[Input material — start]

Issue #1624, opened 2022-06-25
Adding new Team member functionality should be disabled for Inactive Project and Halted Project


deepankar-sajwan:
**Describe the task**
In current implementation for Inactive Project, Halted Project the Adding new Team member functionality is available. The Inactive project and Halted Project should not have functionality to add new team member.

Refer screenshot for Halted Project

![image](https://user-images.githubusercontent.com/96309135/178756450-9204d052-d168-440b-a5c6-eafe69ddf934.png)

Click on Edit button and click on Team members Tab

![image](https://user-images.githubusercontent.com/96309135/178760352-cbfbb6f1-8f7e-4b5b-9c9b-8184d8dce6d5.png)

**Expected behavior**
Disable the Adding new Team member functionality from front end for Inactive project and Halted Project

Ayush8923:
This issue PR is merged. Closing it.

PR #1903, opened 2022-07-19
disabled add new team member functionality

Simmyrwt:
Targets #1624

### Description

disable add new team member functionality in inactive and halted project
### Checklist:

### DIFF
--- a/Modules/Project/Resources/views/subviews/edit-project-team-members.blade.php
+++ b/Modules/Project/Resources/views/subviews/edit-project-team-members.blade.php
@@ -68,9 +68,13 @@
                     </div>
                 </div>
 
+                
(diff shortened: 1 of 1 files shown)


Modules/Project/Resources/views/subviews/edit-project-team-members.blade.php
```diff
@@ -68,9 +68,13 @@
                     </div>
                 </div>
 
+                
+                @if((request()->get('projects') == 'inactive-projects') || (request()->get('projects') == 'halted-projects'))
```
GauravGusain98, line 72: This is not correct. We are not getting any parameters with name projects in the request. You need to fetch the status of project from DB instead of finding the status in request.

GauravGusain98 (changes requested):
Please correct the logic

Ayush8923:
Closing it because no one is working on it.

[Input material — finish]

Task requirements: Each line of the listing must be transcribed precisely as it appears.

Your solution:
Issue #1624, opened 2022-06-25
Adding new Team member functionality should be disabled for Inactive Project and Halted Project


deepankar-sajwan:
**Describe the task**
In current implementation for Inactive Project, Halted Project the Adding new Team member functionality is available. The Inactive project and Halted Project should not have functionality to add new team member.

Refer screenshot for Halted Project

![image](https://user-images.githubusercontent.com/96309135/178756450-9204d052-d168-440b-a5c6-eafe69ddf934.png)

Click on Edit button and click on Team members Tab

![image](https://user-images.githubusercontent.com/96309135/178760352-cbfbb6f1-8f7e-4b5b-9c9b-8184d8dce6d5.png)

**Expected behavior**
Disable the Adding new Team member functionality from front end for Inactive project and Halted Project

Ayush8923:
This issue PR is merged. Closing it.

PR #1903, opened 2022-07-19
disabled add new team member functionality

Simmyrwt:
Targets #1624

### Description

disable add new team member functionality in inactive and halted project
### Checklist:

### DIFF
--- a/Modules/Project/Resources/views/subviews/edit-project-team-members.blade.php
+++ b/Modules/Project/Resources/views/subviews/edit-project-team-members.blade.php
@@ -68,9 +68,13 @@
                     </div>
                 </div>
 
+                
(diff shortened: 1 of 1 files shown)


Modules/Project/Resources/views/subviews/edit-project-team-members.blade.php
```diff
@@ -68,9 +68,13 @@
                     </div>
                 </div>
 
+                
+                @if((request()->get('projects') == 'inactive-projects') || (request()->get('projects') == 'halted-projects'))
```
GauravGusain98, line 72: This is not correct. We are not getting any parameters with name projects in the request. You need to fetch the status of project from DB instead of finding the status in request.

GauravGusain98 (changes requested):
Please correct the logic

Ayush8923:
Closing it because no one is working on it.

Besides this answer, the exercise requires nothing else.